Editeur : Chat Noir
Date de sortie : 8 février 2017
Genre : anticipation (young adult)

Synopsis

Sera, onze ans, a vécu toute son enfance dans un orphelinat. Mais sa vie prend un nouveau tournant lorsqu’elle découvre que sa mère biologique est bel et bien en vie et à sa recherche. Conduite à Lake Ephemeral, un domaine résidentiel isolé, pour l’y rencontrer, la jeune ado découvre une communauté en marge du monde. Là, les enfants sont libres de vivre pleinement jeux et aventures au quotidien dans ce paradis naturel.

Mais bien vite, d’étranges détails troublent Sera : on lui refuse toute entrevue avec sa mère malade, les cinq autres jeunes qui cohabitent avec elle ne connaissent rien du monde ni de leurs premières années. Et si l’imposante clôture électrique qui délimite le domaine est bien installée pour les protéger de l’extérieur, pourquoi le terrain est-il infesté de plantes carnivores mortelles ?

Dans les profondeurs du Lac Éphémère, Sera parviendra-t-elle à percer les secrets des sept manoirs ? Parviendra-t-elle à s’échapper ?

Critique

Un OVNI littéraire ?

Il est difficile pour moi de classer ce roman. Encore aujourd’hui je doute, car Lake Ephemeral est un mélange assez atypique et ce, sur plusieurs points. Tout d’abord, l’ambiance oscille entre le fabuleux et le tragique, le merveilleux et le gothique. On est à la fois grisé par cette atmosphère enchanteresse et ému par les événements terribles auxquels est confrontée l’héroïne, au sein du Lac Éphémère.

Vient ensuite la question du genre. En débutant ce livre, je pensais avoir affaire à un récit fantastique. D’ailleurs, certains phénomènes étranges nous poussent à croire que la magie a soudainement surgi entre les lignes. Toutefois, la science-fiction s’invite progressivement afin de nous offrir des explications que l’on n’attendait plus, des réponses que l’on croyait perdues.

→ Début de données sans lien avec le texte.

PR #116, opened 2021-01-18
develop

Layrovell:
[DEMO LINK](https://Layrovell.github.io/react_goods-selector/)

### DIFF
--- a/src/components/Selector/Selector.jsx
+++ b/src/components/Selector/Selector.jsx
@@ -2,15 +2,9 @@ import React from 'react';
 import PropTypes from 'prop-types';
 import { Button } from 'react-bulma-components';
 
-class Selector extends React.Component {
+export class Selector extends React.Component {
   state = {
     selectedGoods: [],
-  };
-
-  deleteItem = (item) => {
-    this.setState(prevState => ({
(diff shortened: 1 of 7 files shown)


Serhii-Alieksieievych (approved):
не впевнений що так має бути, але в вимогах це прямо не забороняється, тому апруваю)
https://prnt.sc/x5kdpd

varseniuk (changes requested):
Serhii is right. You should add only one instance of any good at a time. Fix it. Everything else is ok

src/components/Selector/Selector.jsx
```diff
@@ -0,0 +1,92 @@
...
+export class Selector extends React.Component {
+  state = {
+    selectedGoods: [],
+  };
+
+  addItem = (item) => {
+    this.setState(prevState => ({
+      selectedGoods: [...prevState.selectedGoods, item],
+    }));
+  };
```
varseniuk, line 14: Your function still adds multiple same items to the list. You can prevent this by adding check here like
`if(!this.state.selectedGoods.includes(item)) {...}`

varseniuk (changes requested):
Still can add multiple items

varseniuk (approved):
👍

PR #117, opened 2021-01-18
first solution

troospieler:
[DEMO LINK](https://troospieler.github.io/react_goods-selector/)

array of items changed according to Denys Cheporniuk recommendation

### DIFF
--- a/src/App.js
+++ b/src/App.js
@@ -1,24 +1,78 @@
+/* eslint-disable object-curly-newline */
 import React from 'react';
 import './App.scss';
+import classNames from 'classnames';
 
 const goodsFromServer = [
-  'Dumplings',
-  'Carrot',
-  'Eggs',
-  'Ice cream',
-  'Apple',
-  'Bread',
-  'Fish',
-  'Honey',
-  'Jam',
-  'Garlic',
+  { id: 1, name: 'Dumplings' },
+  { id: 2, name: 'Carrot' },
+  { id: 3, name: 'Eggs' },
+  { id: 4, name: 'Ice cream' },
+  { id: 5, name: 'Apple' },
+  { id: 6, name: 'Bread' },
+  { id: 7, name: 'Fish' },
+  { id: 8, name: 'Honey' },
+  { id: 9, name: 'Jam' },
+  { id: 10, name: 'Garlic' },
 ];
 
-const App = () => (
-  <div className="App">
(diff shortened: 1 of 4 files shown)


src/App.js
```diff
@@ -1,24 +1,78 @@
...
-  'Carrot',
-  'Eggs',
-  'Ice cream',
-  'Apple',
-  'Bread',
-  'Fish',
-  'Honey',
-  'Jam',
-  'Garlic',
+  { id: 1, name: 'Dumplings' },
```
tamara-ostapets, line 7: I suppose, since all goods are unique strings, you could use them as `key`

src/App.js
```diff
@@ -1,24 +1,78 @@
...
 ];
 
-const App = () => (
-  <div className="App">
-    <h1>Selected good: -</h1>
-    {goodsFromServer.length}
-  </div>
-);
+class App extends React.Component {
+  state = {
```
tamara-ostapets, line 20: you could create a `selectedGoods` property in the state (initially, an empty array) so there was an option to select multiple goods at the same time

tamara-ostapets (commented):
As I understood, button Select should select and deselect the product, if it's selected, at the same time

tamara-ostapets (approved):

src/App.js
```diff
@@ -1,24 +1,78 @@
...
+  render() {
+    const { selectedId } = this.state;
+    const showGood = goodsFromServer.find(good => good.id === selectedId);
+
+    return (
+      <div className="App">
+        <h1>
+          Selected good: -
+          {' '}
+          {showGood ? showGood.name : ''}
```
varseniuk, line 41:
```suggestion
          {showGood && showGood.name}
```

src/App.js
```diff
@@ -1,24 +1,78 @@
...
+    selectedId: null,
+  }
+
+  cleaner = () => {
+    this.setState({ selectedId: null });
+  }
+
+  selected = (id) => {
+    this.setState({ selectedId: id });
+  }
```
varseniuk, line 30:
```suggestion
  handleSelect = (id) => {
    this.setState({ selectedId: id });
  }
```
Let's give more meaningful names for such merhods

varseniuk (changes requested):
All is good, but let's make it better

varseniuk (approved):
Good 👍

PR #124, opened 2021-01-18
Solution

Iryna713:
[DEMO LINK](https://Iryna713.github.io/react_goods-selector/)

### DIFF
--- a/src/App.js
+++ b/src/App.js
@@ -1,5 +1,6 @@
 import React from 'react';
 import './App.scss';
+import { Product } from './components/Product';
 
 const goodsFromServer = [
   'Dumplings',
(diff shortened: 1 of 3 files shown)


chri911 (approved):

src/App.js
```diff
@@ -14,11 +15,79 @@ const goodsFromServer = [
...
-    {goodsFromServer.length}
-  </div>
-);
+class App extends React.Component {
+  state = {
+    selected: [],
+  }
+
+  clear = () => {
+    const goodsList = document.querySelector('.goods');
```
vsm2k17, line 24: don't use document and DOM

src/App.js
```diff
@@ -14,11 +15,79 @@ const goodsFromServer = [
...
+
+    [...goodsList.children].forEach((good) => {
+      good.classList.remove('active');
```
vsm2k17, line 27: don`t use classList

src/App.js
```diff
@@ -14,11 +15,79 @@ const goodsFromServer = [
...
+    });
+
+    this.setState({ selected: [] });
+  }
+
+  add = ({ target }) => {
+    const listTarget = target.closest('li');
+    const newGood = listTarget.firstChild.textContent;
+
+    listTarget.classList.toggle('active');
```
vsm2k17, line 37: don't use target when you can(here you can avoid this) and classList, add a condition into className and add class active when you need

src/App.js
```diff
@@ -14,11 +15,79 @@ const goodsFromServer = [
...
+
+    if (listTarget.classList.contains('active')) {
```
vsm2k17, line 39: remove classList

vsm2k17 (changes requested):
don't use DOM

src/App.js
```diff
@@ -14,11 +15,71 @@ const goodsFromServer = [
...
+class App extends React.Component {
+  state = {
+    selected: [],
+  }
+
+  clear = () => {
+    this.setState({ selected: [] });
+  }
+
+  add = (good) => {
```
vsm2k17, line 27: you call the method "add" but it can more than that

vsm2k17 (approved):
good job, but use better names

Et c’est justement cette association peu commune qui, je pense, a fait toute la différence ! Car oui, cette lecture signe mon premier coup de coeur de l’année 2019.

La beauté des mots

Le style est tout simplement sublime ! Pourtant, il s’agit d’une traduction. C’est pourquoi j’ai eu la curiosité de chercher l’identité du traducteur, en début de roman. Et c’est sans surprise que j’y ai trouvé le nom de Vincent Tassy, également écrivain.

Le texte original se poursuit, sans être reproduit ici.